PR #2008, opened 2020-07-07
Refactor crawl

madmongo1:
* Applies Chris' recommendation re work guard.
* One strand per worker rather than two.
* Fixes lockup due to scheduler race.

### DIFF
--- a/example/http/client/crawl/http_crawl.cpp
+++ b/example/http/client/crawl/http_crawl.cpp
@@ -150,6 +150,7 @@ class worker : public std::enable_shared_from_this<worker>
     };
 
     crawl_report& report_;
+    net::strand<net::io_context::executor_type> exec_;
     tcp::resolver resolver_;
     beast::tcp_stream stream_;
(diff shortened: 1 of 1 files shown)


madmongo1:
Note, I intend to squash the commits after review

example/http/client/crawl/http_crawl.cpp
```diff
@@ -150,6 +150,7 @@ class worker : public std::enable_shared_from_this<worker>
     };
 
     crawl_report& report_;
+    net::strand<net::io_context::executor_type> exec_;
```
vinniefalco, line 151: The canonical name for variables that are executors is `ex_`

vinniefalco:
If you intend to squash the commits, consider labelling them thusly in the future:

```
Fix usage message
[FOLD] Refactor executor use
[FOLD] Remove redundant ioc reference in crawl_report
[FOLD] Fix lockup in http-crawl
```

Or some variation

PR #2010, opened 2020-07-07
Version 299

madmongo1:


example/http/client/crawl/http_crawl.cpp
```diff
@@ -164,8 +163,9 @@ class worker : public std::enable_shared_from_this<worker>
         crawl_report& report,
         net::io_context& ioc)
```
vinniefalco, line 164: I think this parameter should be `net::io_context::executor_type` but we don't have to hold up the release for it.

madmongo1: I did actually consider this. We probably need to agree on a policy. I'm personally ok with encapsulating intent in executors anywhere other than `main()`

vinniefalco: I think the policy is that we should avoid passing execution contexts.

vinniefalco:
Accepted, merge when ready

PR #2012, opened 2020-07-10
Bug in ASIO (includes Dockerfile for windows)

sdarwin:
Dockerfile to run tests on Microsoft Windows platform.

You can observe an error during the tests:

```
.\boost/asio/detail/win_iocp_overlapped_ptr.hpp(145): error C2039: 'context': is not a member of 'boost::asio::io_context::basic_executor_type<std::allocator<void>,0>'
...
...failed compile-c-c++ bin.v2\libs\beast\example\advanced\server\msvc-14.2\release\asio.mode-nots\cxxstd-2a-iso\threading-multi\advanced_server.obj..
```

With 8 cpus, this occurs at around 200 targets completed.
With 4 cpus, this occurs at around 6000 targets completed.
With 2 cpus, reaches 9900 targets, and then a different error.

It might be a race condition. To deal with this, the first part of tests.bat detects number-of-processors and then caps it. Can be adjusted.

### DIFF
--- a/.dockers/windows-vs-32/Dockerfile
+++ b/.dockers/windows-vs-32/Dockerfile
@@ -1,0 +1,61 @@
+# escape=`
+
+# Use the latest Windows Server Core image with .NET Framework 4.8.
+FROM mcr.microsoft.com/dotnet/framework/sdk:4.8-windowsservercore-ltsc2019
+
+# Restore the default Windows shell for correct batch processing.
+SHELL ["cmd", "/S", "/C"]
+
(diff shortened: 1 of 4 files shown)


madmongo1:
Thank you. Will investigate post haste.

madmongo1:
It's not a race condition. There seems to be a bug in ASIO.

I have informed Chris.

This is extremely helpful. Thank you.

madmongo1:
Merged to develop.

PR #2017, opened 2020-07-14
simplify openssl on windows

sdarwin:
For your consideration.  
I don't believe this creates any new requirement on OpenSSL which wasn't there before. The goal is only to make including the libraries easier. Let me know what you think.


vinniefalco:
Don't need punctuation in the first line of commit messages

* [PROMPT] Count how many lines of the material hold the string "occurs". Give the number and nothing more.

* [TASK ANSWER] 2